Potential cybersquatting based in the more than one thousand new generic top level domains is only one new source of anxiety. While the jury is still out on the level of harmful cybersquatting and the efficacy of the new Rights Protection Mechanisms (RPMs) for new gTLDs, that ICANN program is hardly the only challenge. Online marketplaces, search engine results and app-based infringement are all rapidly growing concerns. Recently, the trademark counsel of one of the world’s most visited e-commerce websites confided to me that apps now constituted their largest new source of brand infringement. And the full costs of search engine-based pay-per-click (PPC) infringement are just beginning to be fully recognized.

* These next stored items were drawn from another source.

PR #1441, opened 2015-02-18
MULE-8310: FTP client not timing out

pablokraan:


transports/ftp/src/main/resources/META-INF/mule-ftp.xsd
```diff
@@ -153,6 +153,13 @@
                 </xsd:documentation>
             </xsd:annotation>
         </xsd:attribute>
+        <xsd:attribute name="connectionTimeout" type="mule:substitutableInt">
```
dfeist: By having this attirbute here it's available on endpoints too.

PR #1442, opened 2015-02-18
MULE-8061: Adding message to create MuleMessages for testing and replaci...

afelisatti:
...ng repeated uses with it.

Traditional service-based brand protection approaches are not well-configured to keep up with this rapid threat evolution. They generally rely on human impressions of a subset of suspect websites, rather than on metric-based analysis of the full scope of websites, apps, search results and online markets that can harbor infringement. Legacy methodologies don’t scale efficiently, both in terms of effective coverage and especially in terms of cost considerations. with even the largest corporations reluctant to employ them to address the full extent of significant online infringement challenges. And they are narrow and anecdotal rather than broad and holistic in approach, failing to provide the brand owner with a dynamic picture of the ever-shifting Internet environment.
Those deficiencies provide an opening for new providers offering metric-based pattern recognition approaches to uncovering not just obvious infringement at conspicuous websites but far more subtle but nonetheless significant infringement occurring throughout the online environment. Brand owners, and their marketing managers and legal counsel, are seeking to understand the broadened protection scope and potential cost efficiencies that can accompany a digitized approach to brand protection as a replacement for or supplement to legacy services. Brand protection software empowers the rights holder with data display, analysis and response prioritization tools not previously available.
Sophisticated domain investors and registrants—as well as app developers, e-commerce operators and search providers—with no intent to commit infringement should likewise understand how such software operates and the factors that may trigger brand owner concerns, so they can address them proactively to avoid unnecessary issues.
First Entrant
This article examines this new stage of brand protection evolution from the perspective of the first software offering in this field. That is BrandShield, the brainchild of its CEO, Yoav Keren, and his co-founders, Yuval Zantkeren and David Fridman. Keren received his BA in Physics and Economics from Tel Aviv University and his MBA from Northwestern University’s Kellogg School of Management. Deeply involved in the Internet infrastructure environment for a decade, Keren currently serves as a member of ICANN’s policymaking Generic Names Supporting Organization (GNSO) Council on behalf of its Registrar Stakeholder Group.
Keren was already aware of infringement issues through his position as CEO and Co-Founder of Domain the Net Technologies (DTNT), an ICANN-accredited registrar selling domains and related services to the public. As the new gTLD program underwent development he sensed that traditional brand protection services might be unable to efficiently scale into a vastly expanded gTLD space.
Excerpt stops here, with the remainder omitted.